Nonetheless, there are theoretical and methodological reasons to test for differences in either means or variance at different time points throughout the learning trajectory. First, some theories make specific predictions about the time course of learning, and testing for differences in means or variance at different time points allows us to test predictions from these theories to see whether they hold for non-native speech sound learning. Specifically, the decrease in between-participant variability after sleep/offline consolidation has both theoretical and practical relevance for the role of sleep for non-native speech sound learning. Previous studies have shown that participants improve their perception of non-native contrasts after sleep (Earle & Myers, 2015; Qin & Zhang, 2019), and the current study suggests that sleep or a period of offline consolidation may additionally act as an equalizing factor among participants for non-native speech sound training paradigms. This issue also has methodological relevance. Some studies of non-native speech sound learning (and perceptual learning of speech more generally) test for learning within a single session. For such studies, it is important to acknowledge the possibility that some group differences or effects of interest may not show up until later or may disappear even after a short delay, for example, after memory traces have been consolidated offline or during sleep.

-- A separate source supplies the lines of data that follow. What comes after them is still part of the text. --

PR #846, opened 2024-05-14
Add new historical footprints GR test to app

### LINKED ISSUE #812: new GRU QAQC report
Geographic research would like to add a new QAQC report to the portfolio of existing [GR QAQC reports](https://de-qaqc.nycplanningdigital.com/?page=GRU+QAQC).

This new report would compare Historic Footprint BIN vs PAD BIN. This is essentially a version of the existing BIN vs PAD BIN, but using historical data.

Geographic Research would like to be able to run this new report after 24B is released on May 5 to clean up the data ahead of the 24C release.

[This](https://data.cityofnewyork.us/Housing-Development/Building-Footprints-Historical-Shape/s5zg-yzea) is the best place for DE to get historical footprint data (already in edm-recipes)

fvankrieken:
Closes #812 
Follow up to https://github.com/NYCPlanning/db-gru-qaqc/pull/267 - Output (from new check in linked PR) has already been confirmed as what's needed (for now at least) by VB. This gets the new check in the dashboard

Check added to dashboard (both screenshots running app locally)

image

And successfully triggered

image

### DIFF
--- a/.github/workflows/data_library_open_data.yml
+++ b/.github/workflows/data_library_open_data.yml
@@ -22,56 +22,15 @@ jobs:
     strategy:
       matrix:
         dataset:
-          - council_members
-          - dca_operatingbusinesses
-          - dcla_culturalinstitutions
-          - dcp_edeseignation_csv
-          - dep_cats_permits
-          - dfta_contracts
-          - doe_busroutesgarages
-          - doe_eszones
-          - doe_hszones
-          - doe_mszones
-          - dohmh_daycare
-          - doit_evictions
-          - doitt_buildingcentroids
           - doitt_buildingfootprints
           - doitt_buildingfootprints_historical
-          - dot_pedplazas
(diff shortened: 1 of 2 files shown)


.github/workflows/data_library_open_data.yml
```diff
@@ -22,13 +22,57 @@ jobs:
     strategy:
```
fvankrieken, line 22: This is all opendata datasets. Does this seem worthwhile? Could wait. But I figure we might as well be pulling socrata data more regularly.

Main counterpoint might be to just wait until we roll out ingest - then we'll have a better record of when data is being updated

fvankrieken: Other argument to wait - we maybe add functionality to check for updates, and only update those that have actually changed.

damonmcc (approved):

PR #851, opened 2024-05-16
update Housing DB version in EDDE

damonmcc:


fvankrieken (changes requested):
Could be a bit cleaner

fvankrieken (approved):

PR #853, opened 2024-05-17
Ingest: expand data formats in `to_parquet` fn

sf-dcp:
Related to #631.

### Major changes in this PR:
1. Add `json`, `geojson`, and `excel` data formats to ingest module. 
2. Abstract code converting pandas dataframe to a geodataframe into a separate function. We convert df to gdf when reading in non-geospatial data formats (csv, excel, json) that do have geospatial data. For example, a csv that has a point geometry column can't be read directly into geopandas (geopandas only likes geospatial data formats); instead, it's read into pandas and then into geopandas.
3. Create moooooore tests! Most of the changed files in this PR are regenerated test data.

### A note about `json` implementation:
* When compared to other data formats like `csv` and `shapefile`, it's a a bit trickier reading in a json file into a pandas dataframe because: 
    * Same data can be represented in many different schemas. Here is an example of equivalent datasets: 
    ```python
    # each object is a column
    json_str = {
        "col 1": {
            "row 1": "a",
            "row 2": "c"
        },
        "col 2": {
            "row 1": "b",
            "row 2": "d"
        }
    }

    # each object is a row (more common representation of data)
    json_str = [
        {
            "col 1": "a",
            "col 2": "b"
        },
        {
            "col 1": "c",
            "col 2": "d"
        }
    ]
    ```
    *  Nested objects like this:
    ```python
    json_str = [
            {
                "boro_code": 4,
                "location": {
                    "bbl": 4469310598
                },
                "details": {
                    "text": "GsifrlkxmckyxrKHjGsr",
                    "wkt": null
                }
            },
            {
                "boro_code": null,
                "location": {
                    "bbl": 5192630318
                },
                "details": {
                    "text": null,
                    "wkt": "POINT (10.3894635 -175.008089)"
                }
            }
        ]
    ```

* To address these challenges we can read in a json doc using 2 `pandas` methods: `read_json()` and `json_normalize()`:
    * `read_json()` is a more generic fn that reads in json data. You can specify in the signature whether the underlying data is represented through rows or columns. This fn doesn't explode nested records. 
    *  `json_normalize()` helps unpack nested objects when reading data into a dataframe and it expects data to be in records format, i.e. each record is a row (see the more common representation above). 
* After we read json data into dataframe, we save in a `parquet` format. Fun fact is that `parquet` doesn't accept nested values and `pyarrow` engine will complain. And given that our generalized approach may not catch some nested values (say we didn't specify nested columns in a recipe), I convert nested values into validated json strings prior to saving to parquet. Then further cleaning can take place either in preprocessing steps of ingest or in a data pipeline itself.


dcpy/models/file.py
```diff
@@ -56,12 +56,32 @@ class Geodatabase(BaseModel, extra="forbid"):
     crs: str
 
 
-# TODO: implement JSON and GEOJSON
 class Json(BaseModel):
     type: Literal["json"]
-    normalize: dict = {}
+    json_read_meta: JsonMeta
```
sf-dcp, line 61: @fvankrieken (and others), would love to hear your thoughts about `json_read_meta` implementation, specifically about `JsonNormalize` and `ReadJson` classes

dcpy/lifecycle/ingest/templates/dpr_capitalprojects.yml
```diff
@@ -5,20 +5,18 @@ source:
...
-    - Location
-    meta:
-    - TrackerID
-    - FMSID
-    - Title
-    - TotalFunding
+  json_read_meta:
+    json_read_fn: normalize
+    json_read_kwargs:
+      {
```
fvankrieken, line 11: I was going to say this could just be yml, but there's something nice about making it look a little more like actual function args. Definitely at least like one-lining the arrays, undecided on the brackets

dcpy/models/file.py
fvankrieken: Since the two types have the same args and are required, I would lean with having the subfields (read_fn and read_kwargs) just be attributes of the Json class here. (with `json_read_fn`: Literal["read_json", "json_normalize"]`)

dcpy/utils/data.py
```diff
@@ -81,56 +83,39 @@ def read_data_to_df(
...
+                    json_str = json.load(f)
+                df = pd.json_normalize(
+                    json_str, **data_format.json_read_meta.json_read_kwargs
+                )
+
             # Feels a tad hacky to have this here instead of in preprocessing
             # But json columns were causing parquet issues
             if data_format.columns:
-                gdf = gdf[data_format.columns]
+                df = df[data_format.columns]
```
fvankrieken, line 113: If we're coercing any remaining json fields to strings, I'd say we can drop this and let preprocessing take care of it.

Though I'm not seeing where you're doing that?

fvankrieken:
A couple comments, but this looks great

fvankrieken:
Also just one important note on use case for json_normalize - when `record_path` is provided, it means that an array must be found at that path, from which to normalize(/explode). So something like

```json
[
    {
        "agency": "nypl",
        "locations": [
            { "location": "POINT (10.3894635 -175.008089)" },
            { "location": "POINT (10.3894635 -175.008089)" }
        ]
    },
    {
        "agency": "bpl",
        "locations": [
            { "location": "POINT (10.3894635 -175.008089)" },
            { "location": "POINT (10.3894635 -175.008089)" }
        ]
    }
]
```
Would be expanded to four rows with `record_path=["locations", "location"]`

dcpy/models/file.py
```diff
@@ -37,7 +37,6 @@ class Xlsx(BaseModel, extra="forbid"):
     type: Literal["xlsx"]
     unzipped_filename: str | None = None
     tab_name: str
```
fvankrieken, line 39: Can we call this sheet_name?

dcpy/models/file.py
```diff
@@ -56,12 +55,32 @@ class Geodatabase(BaseModel, extra="forbid"):
     crs: str
 
 
-# TODO: implement JSON and GEOJSON
 class Json(BaseModel):
     type: Literal["json"]
-    normalize: dict = {}
+    json_read_meta: JsonMeta
     columns: list[str] = []
```
fvankrieken, line 61: And per my comment in `data.py`, maybe we just scrap this attribute entirely

dcpy/lifecycle/ingest/templates/bpl_libraries.yml
```diff
@@ -6,14 +6,13 @@ source:
...
+  json_read_kwargs: { "record_path": ["locations"] }
 processing_steps:
-- name: clean_column_names
-  args:
-    replace: 
-      "data.": ""
+  - name: clean_column_names
+    args:
+      replace:
+        "data.": ""
```
fvankrieken, line 15: Are you using a yml linter/formatter? And if so which one 😬

dcpy/models/file.py
```diff
@@ -56,12 +55,19 @@ class Geodatabase(BaseModel, extra="forbid"):
     crs: str
 
 
-# TODO: implement JSON and GEOJSON
 class Json(BaseModel):
```
fvankrieken, line 58: Also, we should make sure these all have `extra="forbid"` (my bad - I added this one)

dcpy/utils/data.py
fvankrieken: nypl_libraries is the dataset that needs this, so you can use that to test.

Also, an fyi - I changed the cli slightly. So it'll be
- `python3 -m dcpy.lifecycle.ingest.run nypl_libraries -s` on your branch right now
- `python3 -m dcpy.cli lifecycle ingest nypl_libraries -s` if you rebase main into your branch

sf-dcp: Successfully extracted and converted to parquet:

image

dcpy/lifecycle/ingest/templates/bpl_libraries.yml
sf-dcp: I use this vscode yaml extension: 

image


cc @damonmcc

fvankrieken (approved):

PR #2070, opened 2025-11-19
cscl - make lionkey unique

fvankrieken:
This does not get us closer to prod, if anything it gets us further. BUT it makes lionkey actually unique in dev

The reanalysis presented here suggests that examining between-participant variability as an outcome variable may prove useful in a field where between-participant variability is so common, and this may give us more information than we can glean from examining means alone. This approach could also have methodological relevance for identifying variables that are associated with successful non-native speech sound learning. Several studies to date have utilized a correlational approach to test whether certain skills are related to non-native speech sound learning and these studies have identified many skills that contribute to better speech sound learning in both perception and production. Some of these include individual differences in phonological skills (Fuhrmeister, Schlemmer, & Myers, 2020; Earle & Arthur, 2017), acoustic cue weighting (Schertz, Cho, Lotto, & Warner, 2015), and even attitudes towards a speaker and personality traits, such as openness to new experiences (Yu, Abrego-Collier, & Sonderegger, 2013). However, training paradigms may differ in how much heterogeneity of variance they produce. Paradigms that result in less heterogeneity of variance (i.e., “equalizing treatments”) may be preferable for “real-word” learning, but it is easier to find correlations between two variables if participants perform quite differently on the tasks (i.e., these tasks can more easily rank participants in their performance on them, Hedge, Powell, & Sumner, 2018). Analyzing group differences in between-participant variability could complement correlational approaches to identify training paradigms that will be most promising for identifying relationships between non-native speech sound learning and other variables.

Conclusions

Studies on non-native speech sound learning are notorious for reporting large amounts of between-participant variability, and this variability provides opportunities to learn more about the underlying processes involved in speech sound learning. The present reanalysis provides an example of how explicit testing of group differences in between-participant variability in addition to means may alter our interpretation of findings or give us a more complete picture of the effects being tested. Examining between-participant variability may be a crucial step in uncovering whether patterns of individual variability in non-native speech sound learning are systematic. This could be a useful tool in evaluating the efficacy of specific training paradigms or for research on the potential sources of individual variability in non-native speech sound learning.